◆ Exercise directions:
Find the line with "We support slices" in the records below. Copy it and every line after it, up to and including the line with "It would be".

◆ Dataset extract:
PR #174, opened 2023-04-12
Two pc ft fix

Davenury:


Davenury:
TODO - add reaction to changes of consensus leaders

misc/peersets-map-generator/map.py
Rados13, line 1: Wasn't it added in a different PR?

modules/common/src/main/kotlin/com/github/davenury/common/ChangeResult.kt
==
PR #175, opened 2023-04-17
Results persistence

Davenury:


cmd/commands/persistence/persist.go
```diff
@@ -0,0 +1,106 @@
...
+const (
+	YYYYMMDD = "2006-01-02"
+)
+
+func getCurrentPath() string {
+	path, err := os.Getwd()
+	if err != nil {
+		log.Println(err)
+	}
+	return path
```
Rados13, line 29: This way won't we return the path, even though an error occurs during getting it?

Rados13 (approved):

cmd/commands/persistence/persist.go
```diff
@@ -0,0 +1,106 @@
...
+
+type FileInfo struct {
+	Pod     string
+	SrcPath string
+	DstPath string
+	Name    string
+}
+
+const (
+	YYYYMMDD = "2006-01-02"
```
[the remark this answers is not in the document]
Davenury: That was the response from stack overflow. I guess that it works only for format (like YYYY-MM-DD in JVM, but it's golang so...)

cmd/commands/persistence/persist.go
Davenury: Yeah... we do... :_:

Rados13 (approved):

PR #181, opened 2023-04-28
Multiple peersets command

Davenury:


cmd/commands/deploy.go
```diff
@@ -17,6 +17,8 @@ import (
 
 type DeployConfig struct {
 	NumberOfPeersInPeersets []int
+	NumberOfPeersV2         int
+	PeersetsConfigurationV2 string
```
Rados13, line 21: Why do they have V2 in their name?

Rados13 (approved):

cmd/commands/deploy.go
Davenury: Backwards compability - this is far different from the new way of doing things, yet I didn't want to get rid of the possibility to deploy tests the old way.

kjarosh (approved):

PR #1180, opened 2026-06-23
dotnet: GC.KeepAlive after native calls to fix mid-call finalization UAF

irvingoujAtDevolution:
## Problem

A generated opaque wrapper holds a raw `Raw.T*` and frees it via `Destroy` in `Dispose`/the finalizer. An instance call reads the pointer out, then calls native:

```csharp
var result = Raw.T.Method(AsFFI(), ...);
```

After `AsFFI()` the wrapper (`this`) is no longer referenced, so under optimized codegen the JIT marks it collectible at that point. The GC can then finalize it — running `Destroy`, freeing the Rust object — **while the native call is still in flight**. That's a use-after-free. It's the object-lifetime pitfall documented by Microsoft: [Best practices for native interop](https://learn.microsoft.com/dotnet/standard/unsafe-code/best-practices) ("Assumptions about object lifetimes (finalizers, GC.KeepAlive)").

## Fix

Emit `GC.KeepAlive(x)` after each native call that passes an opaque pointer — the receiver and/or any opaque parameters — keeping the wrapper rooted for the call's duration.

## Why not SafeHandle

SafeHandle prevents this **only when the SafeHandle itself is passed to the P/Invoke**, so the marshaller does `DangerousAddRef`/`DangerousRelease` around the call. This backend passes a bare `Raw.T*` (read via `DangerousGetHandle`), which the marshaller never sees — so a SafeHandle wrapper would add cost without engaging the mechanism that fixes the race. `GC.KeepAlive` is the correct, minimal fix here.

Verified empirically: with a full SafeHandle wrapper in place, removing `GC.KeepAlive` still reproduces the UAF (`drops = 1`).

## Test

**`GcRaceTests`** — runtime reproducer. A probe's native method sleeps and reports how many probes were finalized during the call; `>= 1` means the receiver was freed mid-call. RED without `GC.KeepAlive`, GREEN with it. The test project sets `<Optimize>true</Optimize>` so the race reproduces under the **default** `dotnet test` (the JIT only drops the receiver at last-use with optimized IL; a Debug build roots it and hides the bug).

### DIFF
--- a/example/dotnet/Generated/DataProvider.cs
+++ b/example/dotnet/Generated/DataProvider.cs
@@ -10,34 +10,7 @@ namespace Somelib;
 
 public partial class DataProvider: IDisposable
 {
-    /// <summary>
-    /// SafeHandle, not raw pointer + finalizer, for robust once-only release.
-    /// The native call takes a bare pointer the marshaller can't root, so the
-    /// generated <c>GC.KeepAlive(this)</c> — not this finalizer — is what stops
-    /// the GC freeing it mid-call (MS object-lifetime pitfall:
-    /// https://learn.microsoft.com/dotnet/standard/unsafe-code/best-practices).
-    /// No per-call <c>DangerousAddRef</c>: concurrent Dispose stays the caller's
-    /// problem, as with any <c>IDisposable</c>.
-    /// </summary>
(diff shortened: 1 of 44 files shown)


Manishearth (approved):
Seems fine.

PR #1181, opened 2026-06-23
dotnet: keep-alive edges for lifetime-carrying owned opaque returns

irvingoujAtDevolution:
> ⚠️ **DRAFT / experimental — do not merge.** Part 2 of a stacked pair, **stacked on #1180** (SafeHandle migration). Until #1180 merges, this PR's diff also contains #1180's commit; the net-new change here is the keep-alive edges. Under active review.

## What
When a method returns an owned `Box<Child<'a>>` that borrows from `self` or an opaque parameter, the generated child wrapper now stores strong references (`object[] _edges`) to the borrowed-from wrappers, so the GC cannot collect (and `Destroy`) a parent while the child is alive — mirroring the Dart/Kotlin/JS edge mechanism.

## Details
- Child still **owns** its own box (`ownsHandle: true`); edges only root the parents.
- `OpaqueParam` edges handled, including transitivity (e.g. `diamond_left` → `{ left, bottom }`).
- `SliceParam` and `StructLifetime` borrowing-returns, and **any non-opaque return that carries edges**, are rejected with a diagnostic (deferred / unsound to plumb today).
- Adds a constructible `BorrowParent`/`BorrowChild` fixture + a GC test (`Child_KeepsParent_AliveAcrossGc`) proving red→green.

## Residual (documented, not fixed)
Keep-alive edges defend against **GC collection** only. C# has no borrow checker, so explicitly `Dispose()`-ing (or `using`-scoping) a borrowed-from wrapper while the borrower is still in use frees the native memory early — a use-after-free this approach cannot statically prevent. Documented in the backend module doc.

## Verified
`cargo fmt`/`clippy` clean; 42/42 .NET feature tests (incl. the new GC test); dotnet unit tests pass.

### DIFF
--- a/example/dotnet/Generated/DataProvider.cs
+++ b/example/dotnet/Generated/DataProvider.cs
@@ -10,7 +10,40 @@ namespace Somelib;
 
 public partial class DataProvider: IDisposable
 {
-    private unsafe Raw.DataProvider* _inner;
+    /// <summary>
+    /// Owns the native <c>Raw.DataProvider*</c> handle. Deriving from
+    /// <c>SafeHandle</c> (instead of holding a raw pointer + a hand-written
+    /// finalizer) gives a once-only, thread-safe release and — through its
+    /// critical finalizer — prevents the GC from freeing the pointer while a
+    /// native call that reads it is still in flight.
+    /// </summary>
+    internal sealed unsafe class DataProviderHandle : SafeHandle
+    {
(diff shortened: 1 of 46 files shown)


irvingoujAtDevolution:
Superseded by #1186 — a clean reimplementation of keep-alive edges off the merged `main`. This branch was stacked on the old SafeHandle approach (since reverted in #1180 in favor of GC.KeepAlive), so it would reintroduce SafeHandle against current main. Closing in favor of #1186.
--
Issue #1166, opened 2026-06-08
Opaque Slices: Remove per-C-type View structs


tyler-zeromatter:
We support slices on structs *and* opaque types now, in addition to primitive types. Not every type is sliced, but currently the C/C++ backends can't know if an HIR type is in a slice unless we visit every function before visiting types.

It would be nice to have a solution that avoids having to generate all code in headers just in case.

◆ Solution for this task:
We support slices on structs *and* opaque types now, in addition to primitive types. Not every type is sliced, but currently the C/C++ backends can't know if an HIR type is in a slice unless we visit every function before visiting types.

It would be nice to have a solution that avoids having to generate all code in headers just in case.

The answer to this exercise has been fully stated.